Evaluating $\int [(5x^3-3x^2+7x-3)/(x^2+1)^2] dx$ Can I get hints on how to factor? 
Should I break down by term, i.e. $$\frac{5x^3}{(x^2+1)^2}\text{...?}$$ 
 A: Since the degree of the numerator is less than the degree of the denominator, you can immediately apply the method of partial fractions to decompose the integrand: You're looking for numbers $A, B, C, D$ such that,
$$\frac{5x^3 - 3x^2 + 7x - 3}{(x^2 + 1)^2} = \frac{Ax + B}{(x^2 + 1)^2} + \frac{Cx + D}{x^2 + 1}$$
which you can find, for example, by first clearing denominators.

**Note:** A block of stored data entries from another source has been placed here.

PR #5, opened 2015-05-23
Python 3 build support

novocaine:
* Add python3-sys to rust-cpython as an optional feature, and
  make python27-sys also optional, but still the default
* Parametrise python27-sys/build.rs so that it is python
  version independent, and clone it into python3-sys/build.rs.
  Hopefully this can continue to be maintained as an identical
  file.
* python27-sys and python3-sys gain features for explicitly
  selecting a python version to link to. for python27-sys,
  there's currently only python27; for python3-sys there's
  python 3.4 and 3.5.
* explicitly tell travis to use nightlies (seems to have
  started trying to use 1.0.0)

### DIFF
--- a/.travis.yml
+++ b/.travis.yml
@@ -1,4 +1,5 @@
 language: rust
+rust: nightly
 env:
   global:
     - secure: g4kCg8twONwKPquuJmYrvGjo2n0lNtWTbyzFOITNn8FgCxNK2j38Qc9/UhErTR3g3rDjVzsTHZ8FTH7TJZrOK1Nzz90tJG6JHqUv77ufkcBlxgwwjilOz84uQhkDTMpLitMEeQDLEynKeWbxrjtc5LIpjEkxOPk5eiqwzKRN14c=
--- a/Cargo.toml
+++ b/Cargo.toml
@@ -26,6 +26,16 @@ build = "build.rs"
 libc="*"
 num="*"
 
+# These features are both optional, but you must pick one to 
+# indicate which python ffi you are trying to bind to.
 [dependencies.python27-sys]
 path="python27-sys"
+optional = true
 
+[dependencies.python3-sys]
+path = "python3-sys"
+optional = true 
+
+[features]
+# Maybe one day python 3 should be the default. But not this day.
+default = ["python27-sys"]
--- a/build.rs
+++ b/build.rs
@@ -1,11 +1,28 @@
 use std::env;
+use std::io::Write;
 
 const CFG_KEY: &'static str = "py_sys_config";
+
+#[cfg(feature="python27-sys")]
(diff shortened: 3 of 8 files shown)


novocaine:
to attempt to build rust-cpython against python3-sys, the command is 

`cargo build --features python3-sys --no-default-features`

obviously this doesn't currently work yet as rust-cpython doesn't address the python 3 ffi.

is supporting python 3 in rust-cpython - i.e. it acts as a version independent layer - a goal of the project?

dgrunwald:
I'd like to support python 3, but I don't think we can be a version independent layer when it comes to `bytes`/`str`/`unicode`. There's going to be some minor API differences depending on the target python version. Maybe we'll even have some differences depending on whether someone wants to target a specific python version like 3.4, or use PEP 384 for binary compatibility with all versions >=3.3: For example, rust-cpython currently allows interpreting a tuple as a `&[PyObject]` slice, but that's only possible if `PyTupleObject` uses a contiguous allocation. So far all python versions do, but it's not guaranteed by PEP 384. (that aside, maybe we should just remove the tuple-as-slice functionality; it's the main reason rust-cpython can't work on Rust 1.0.0)

But as long as the differences due to python versions are minor, it should still be possible for someone to use rust-cpython as a version independent layer by avoiding version-specific functions and e.g. treating the return type of `str::to_py_object()` as "something implementing `PythonObject`" instead of a concrete `PyObject` or `PyString`.

I'm not sure how to handle this scenario with crates.io -- do we provide a single rust-cpython package that can use python 2 or python 3 depending on cargo features, or do we provide separate packages built from the same codebase? (I think currently prefer using cargo features)

dgrunwald:
Looking at the list of compiler errors with python 3:
* many related to `str` vs. `unicode`
* many related to the combination of `int` and `long` in python 3
* some macros not available due to PEP 384 restrictions, (esp. PyList/PyTuple), these can be replaced with the corresponding function calls
* old-style classes were removed from python 3 -- we just need disable these with a `#[cfg]`
* critical: `ffi::PyEval_InitThreads()` is missing due to PEP 384 restrictions. I'll have to look into whether we can safely initialize the python runtime without this; this point might kill the idea of using PEP 384 :(

novocaine:
I think I prefer using cargo features also, and I think that its easier to keep on top of everything if there's a single package in terms of versioning and CI. 

I think it's important to support Python 3. Happy to peck away at some of the smaller python 3 problems. No idea what to do about `PyEval_InitThreads`.

dgrunwald:
`PyEval_InitThreads` isn't actually missing, I just misread which header file it was from. It actually was missing due to the change from `#[cfg(feature = "WITH_THREAD")]` to `#[cfg(py_sys_config = "WITH_THREAD")]` (I already fixed this).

Then, you can deal with each of the pieces separately, each of which is a standard exercise: To handle the terms
$$\frac{Ax}{(x^2 + 1)^2} \qquad \text{and} \qquad \frac{Cx}{x^2 + 1},$$
use a $u$-substitution, and to handle the other two, use a trigonometric substitution.

 The partial fractions decomposition of the rational expression here turns out to be $$\frac{2x}{(x^2 + 1)^2} + \frac{5x-3}{x^2 + 1},$$ so $B = 0$. In particular this means you don't have to evaluate $$\int \frac{dx}{(x^2 + 1)^2},$$ which is easily the most involved of the four integrals.

A: Partial fractions are the reasonable thing to do. We could trot out the machinery, but it can be done at a glance.  
Imagine dividing. The $5x^3+7x$ part gives us $\frac{5x}{x^2+1}+\frac{2x}{(x^2+1)^2}$. The rest gives us $-\frac{3}{x^2+1}$.
The integral can now be just written down. If one wants to show detail, for the first two terms we use the substitution $u=x^2+1$.